Gaddafi Rejects Surrender Demand

Gaddafi Rejects Surrender Demand

PRESS ASSOCIATION -- Pressure was intensifying on fugitive Libyan despot Muammar Gaddafi today as rebels prepared for a final showdown.

They were still hoping he may surrender without a fight but the dictator continued to issue warlike statements.

Although remaining in hiding, he issued a defiant appeal to his supporters to continue to fight.

"We will fight them everywhere," he said. "We will burn the ground under their feet ... Get ready to fight the occupation."

The National Transitional Council's representative in the UK, Guma El-Gamaty, said Tripoli was "almost" secure now.

"Gaddafi is still at large but he is hiding, he is isolated, he is almost surrounded in possibly one of two small places where we think he is," he said.

"We think it is just a matter of time before he is either apprehended or, if he resisted arrest, he might be killed."

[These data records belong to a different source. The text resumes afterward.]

PR #2212, opened 2024-01-28
Upgrade postgres to 16.1-alpine in docker-compose

JAORMX:


Vyom-Yadav:
@JAORMX What is the version used by the production minder server?

JAORMX:
Uhmm... I should double check

rdimitrov (approved):
I'll approve because I think it's worth it to try and develop locally using the latest versions of dependencies since it will allow us for a safer upgrade in staging/prod later.

JAORMX:
I think it's fine to have latest and greatest in development. It'll be easier to know if we gotta watch out of certain things on upgrades.

PR #2218, opened 2024-01-29
Add authorization relations in proto

eleftherias:
In this approach we enumerate all of the roles a user can have with an entity (in this case only project). 

If our API evolves to have finer grained authorization, then we can add values to `ObjectOwner` to describe the entity type we are requesting authorization for.
For example, if we add a relation where a user can "create" a repo, then we can add an `OBJECT_OWNER_REPO` enum value to `ObjectOwner` and reuse the `Relation.CREATE` value.

### Alternatives considered
Only specifying the resource type we are requesting access to in the rpc definition and deriving the relation, either by:
- Getting the HTTP verb and mapping it to the relation (e.g get -> get, post -> create)
- Using our naming convention to derive the relation (e.g if the method starts with `List` then it's a `get` relation)

```
rpc ListArtifacts (ListArtifactsRequest) returns (ListArtifactsResponse) {
    option (google.api.http) = {
        get: "/api/v1/artifacts/{provider}"
        additional_bindings {
            get: "/api/v1/artifacts"
        }
    };

    option (rpc_options) = {
        auth_scope: OBJECT_OWNER_PROJECT
        resource: ARTIFACT
    };
}
```
Both of these seem fragile, because they rely on us following certain conventions. In the case of something as important as authorization, I would rather be explicit, even if it's verbose.


proto/minder/v1/minder.proto
```diff
@@ -31,12 +31,29 @@ enum ObjectOwner {
...
+    UPDATE = 2;
+    DELETE = 3;
+    REPO_GET = 5;
+    REPO_CREATE = 6;
+    REPO_UPDATE = 7;
+    REPO_DELETE = 8;
+    ARTIFACT_GET = 9;
+    ARTIFACT_CREATE = 10;
+    ARTIFACT_UPDATE = 11;
+    ARTIFACT_DELETE = 12;
```
JAORMX, line 46: What about adding annotations as such https://stackoverflow.com/questions/11474416/define-dictionary-in-protocol-buffer/11486640#11486640 to make this mapping easier?

JAORMX:
Giving this some thought, I do like the proposed approach more than the described alternative. Explicit is better than implicit and it seems to me like it's less error-prone. This will also help us handle some edge-cases such as the profile status (which needs a dedicated relation IMO).

proto/minder/v1/minder.proto
```diff
@@ -470,6 +526,7 @@ service ProfileService {
 
         option (rpc_options) = {
             auth_scope: OBJECT_OWNER_PROJECT
+            relation: RELATION_PROFILE_GET
```
JAORMX, line 529: I'd say we should have a dedicated relation for this. e.g. `profile_status_get`. Even if it just gets added to the existing roles, it's handy to have such granularity.

proto/minder/v1/minder.proto
```diff
@@ -459,6 +514,7 @@ service ProfileService {
...
```
JAORMX, line 517: same comment as below. A dedicated relation for `profile_status_get` would be ideal.

proto/minder/v1/minder.proto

Rebel fighters have pushed closer to Gaddafi's home town of Sirte, despite the extension of a deadline for the town's surrender and negotiations with tribal leaders aimed at avoiding bloodshed.

Rebel officials said they were in no rush to assault Sirte, hoping it will surrender without an attack. But they continued to move their forces into position in case an assault was needed.

Khaled Zintani, a spokesman for the rebels in the mountain town of Zintan, said: "Military action will be the last option, because after the fall of the capital, we are not in a hurry."

Tribal elders in Sirte had asked that a delegation from Zintan be sent to Sirte to help with negotiations, he said, because of a long history of bad blood with rebels from towns closer to Sirte.

The deadline for the surrender of Sirte has been extended until next Saturday.

Meanwhile British military activity has continued as part of efforts to keep pressure on Gaddafi.

The Ministry of Defence said the RAF had destroyed a military command and control installation in Bani Walid during an armed reconnaissance patrol on Thursday.

Major General Nick Pope, the Chief of the Defence Staff's communications officer, said: "In the early hours of the morning, a precision strike there destroyed a military command and control installation, and a couple of hours later, our aircraft identified a pick-up truck armed with a large rocket pod.

"A Brimstone missile destroyed the vehicle, with numerous secondary explosions from the rockets.

"In the afternoon, Tornado GR4s conducted a strike on six buildings in use by former regime forces near Bani Walid, at Qaryat al Mirqib. All six targets were destroyed by Paveway guided bombs.

"Overnight (Thursday/Friday), HMS Liverpool again fired star shells over pro-Gaddafi military positions at Sirte, to demonstrate to those forces which persist in prolonging the conflict that their positions are well known and capable of being targeted."